An examination of the size of the Target store network and the floor space required for individual stores will be central to the Target strategic review; Scott says Target’s online sales are a bright spot for the chain right now, so an enlarged role for this sales channel is almost certain to be part of its future.

Analysts say this is work all retailers will need to do in the coming months, and it’s likely the strongest groups with the biggest balance sheets will be best placed to drive consolidation.

But the analysts also argue that landlords may need to give way on the long-term, fixed-price rent structures of the past, and adapt something that better reflects the way retail is changing.

It’s clear Scott is thinking along similar lines.

“The retail world has changed a lot but the lease structures and the property that we operate within haven’t really changed within the last 20 or 30 years.”

He says the thing both landlords and tenants need is foot traffic and both parties need to recognise that the world has changed for physical retail. “You don’t get much credit for having attractive lease terms if no customers are coming into the centre.”

Scott’s problem is one he shares with many rivals; as he points out, the only department stores covering its cost of capital before the crisis was Kmart.

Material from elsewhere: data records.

PR #42, opened 2024-11-12
read all frames in jxlinspect

mo271:


jxl_cli/src/bin/jxlinspect.rs
```diff
@@ -127,7 +129,42 @@ fn parse_jxl_codestream(data: &[u8], verbose: bool) -> Result<(), jxl::error::Er
         println!("ICC profile length: {} bytes", icc_data.len());
     }
     // TODO(firsching): add frame header parsing for each frame
-
+    if file_header.image_metadata.animation.is_some() {
```
zond, line 132: I assume the spec only allows multiple frames if `image_metadata.animation.is_some()`, but since the frame header has an `is_last` field, wouldn't it be more defensive to the presence of more frame headers as the criteria for showing multiple frame headers? That way a broken jxl image (with multiple frame headers but no animation set) would still be more easily debuggable using jxlinspect. WDYT?

mo271: no, the spec also allows multiple frame if it is not an animation.
I guess we have to decide what info about frames we want to display in general...

jxl_cli/src/bin/jxlinspect.rs
```diff
@@ -60,74 +63,133 @@ fn parse_jxl_codestream(data: &[u8], verbose: bool) -> Result<(), jxl::error::Er
...
-        return Ok(());
     }
+    //TODO(firsching): handle frames which are blended together, also within animations.
+    if file_header.image_metadata.animation.is_some() {
+        let mut total_duration = 0.0f64;
+        let animation = file_header
+            .image_metadata
+            .animation
+            .as_ref()
+            .expect("This should never fail, it was just check in the if condition above");
```
veluca93, line 136: you could just unwrap() here, but ideally you should use `if let Some(animation) = file_header.image_metadata.animation {`...

jxl_cli/src/bin/jxlinspect.rs
```diff
@@ -60,74 +63,133 @@ fn parse_jxl_codestream(data: &[u8], verbose: bool) -> Result<(), jxl::error::Er
...
 
-    // Verbose output: Use Debug trait to print the FileHeaders
-    println!("{:#?}", file_header);
-
-    // TODO(firsching): consider printing more of less information for ICC
-    // for verbose/non-verbose cases
-    if file_header.image_metadata.color_encoding.want_icc {
-        let icc_data = read_icc(&mut br)?;
-        println!("ICC profile length: {} bytes", icc_data.len());
+            let ms = (frame_header.duration as f64) * 1000.0 * (animation.tps_denominator as f64)
```
veluca93, line 146: I would make this a `duration(&self, &AnimationHeader)` method on `frame_header`

jxl_cli/src/bin/jxlinspect.rs
```diff
@@ -60,74 +63,133 @@ fn parse_jxl_codestream(data: &[u8], verbose: bool) -> Result<(), jxl::error::Er
...
+                &TocNonserialized {
+                    num_entries: num_toc_entries,
+                },
+            )
+            .unwrap();
+            let entries = toc.entries;
+            let num_bytes_to_skip: u32 = entries.into_iter().sum();
+            br.jump_to_byte_boundary()?;
+            not_is_last = !frame_header.is_last;
+            // TODO: use return value
```
veluca93, line 170: seems used to me :-)

jxl_cli/src/bin/jxlinspect.rs
```diff
@@ -60,74 +63,133 @@ fn parse_jxl_codestream(data: &[u8], verbose: bool) -> Result<(), jxl::error::Er
...
+    //TODO(firsching): handle frames which are blended together, also within animations.
+    if file_header.image_metadata.animation.is_some() {
+        let mut total_duration = 0.0f64;
+        let animation = file_header
+            .image_metadata
+            .animation
+            .as_ref()
+            .expect("This should never fail, it was just check in the if condition above");
+        let mut not_is_last = true;
+        while not_is_last {
```
veluca93, line 138: Any thoughts about making this a `fn for_each_frame<F: FnMut(FrameHeader, Toc, ...) -> Result<bool>>(br: BitReader, f: F) -> Result<()>` or similar? (with the function returning Err for errors, Ok(true) for "continue to next frame", and Ok(false) for "exit")

veluca93 (approved):

jxl_cli/src/bin/jxlinspect.rs
zond: General Rust question: What are the benefits of a function with a callback as opposed to an iterator?

veluca93: Iterators are harder to write :-)

I would also be OK with an iterator, fwiw.

jxl_cli/src/bin/jxlinspect.rs
mo271: done
(with `if let Some(ref animation)= ...`)

jxl_cli/src/bin/jxlinspect.rs
mo271: removed

jxl_cli/src/bin/jxlinspect.rs
mo271: done

jxl_cli/src/bin/jxlinspect.rs
mo271: will do in a follow-up, added TODO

It’s not that long since Harris Scarfe went under, to be later revived.

So Scott believes “COVID will be a tipping point” for a reassessment of how retailers and landlords work together.

“There was already a lot of disruption and structural change in retail and particularly in departments stores … we need to make sure our retail businesses are set up for success.”

The question for Scott and Wesfarmers investors is whether COVID-19 is the straw that breaks Target’s back.

It’s telling that when Chanticleer went back five years to examine the chain’s sales decline over that period – revenue is down about 24 per cent during that period – he immediately saw references to the “transformation” that Wesfarmers was trying to pull off at the chain back in early 2016.

Sadly, this is a business that has been locked in restructuring for the best part of a decade.

Its brand might be strong, but the forces that have smashed its profitability – ever-growing competition from online, a vastly improved offering from stablemate Kmart, and falling foot traffic now horribly exacerbated by COVID-19 – are much stronger.

Scott’s only choice to save the business may be to shrink it – radically – such that its cost base matches it smaller footprint.

But he’ll need the co-operation of his landlords, many of whom have been battered by the crisis and will emerge facing further pain.